At the east end of Truxton where the three Howlers had sat side by side, five rockets rolled into view, their riders clad in blue leathers streaked with gold.
   
GoBoys.
   
"What?" said Mouse.
   
I told her.
   
"Fucking Devil's Night," she said, exasperation in her voice.
   
"Go," I said and sprinted up the alley toward Sunset.
   
We got three-quarters of the way up when I heard tires squeal at the opposite end.
   
Spared a glance over my shoulder, spotted two GoBoys skidding to a stop at the alley mouth, headlamps slanted in our direction.
   
Stopped, spun, pulled the FN to my shoulder, and let off a rolling burst, sweeping left-right, taking out chunks of concrete from the alley wall, punching holes in one GoBoy, ripping apart the second GoBoy and his rocket.
   
Clack of an empty chamber.
   
Dropped the spent mag, let the rifle fall to my side, the three-point sling keeping it in place, and drew the Twins, then turned and ran up the alley.
   
Five seconds later, Mouse and I emerged on Sunset just as two more GoBoys rounded the corner nearest to us.
   
Mouse nailed the lead GoBoy with a pair of bursts from her MP5 and he crumpled, taking his rocket down with him.
   
I plugged the second, six rounds from the Twins that knocked him backward off his rocket. The bike popped a wheelie, went four meters, then fell over.
   
Spotted another alley across from us.
   
"There!" I gestured with Bonnie. "Go."
   
We bolted across the street, ran in, and got less than five meters when I saw it and skidded to a stop, Mouse nearly crashing into me.
   
The wall.
   
No.
   
Not a wall.
   
The back of a building.
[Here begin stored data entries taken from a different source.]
PR #125, opened 2019-02-19
Add docker-compose

mallorydxw:
Run the project with: `docker-compose up`

Rebuild the image (after dependencies change) with: `docker-compose
build`

### DIFF
--- a/Dockerfile
+++ b/Dockerfile
@@ -1,0 +1,17 @@
+FROM ruby:2.4
+RUN apt-get update -qq && apt-get install -y nodejs postgresql-client
+RUN mkdir /myapp
+WORKDIR /myapp
+COPY Gemfile /myapp/Gemfile
+COPY Gemfile.lock /myapp/Gemfile.lock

Thirty meters away. Completely windowless.
   
"Goddammit," said Mouse.
   
"I know," I said.
   
Rumble-whine, echoing off the buildings nearby.
   
GoBoys on the move, looking for us.
   
"What now?" said Mouse.
   
"We need cover."
   
Popped to low-light and scanned the alley.
   
On the left side, two doors, one a third of way down, the second just past halfway. Both with burned out lamps above them. Both metal. Closed and likely locked. Take too long to break down without breaching rounds or charges.
   
Right side, beneath a single dimly flickering lamp, a door, near the far end of the alley.
   
And ajar.
   
"There," I said and bolted the twenty meters toward it.
   
Heard Mouse's footsteps just behind me.
   
We reached the door, just as the rumble-whines closed.
   
Not a door. Double doors, the left side slightly ajar, a half-meter of space between them, the inner push bars chained together to keep them from opening completely outward.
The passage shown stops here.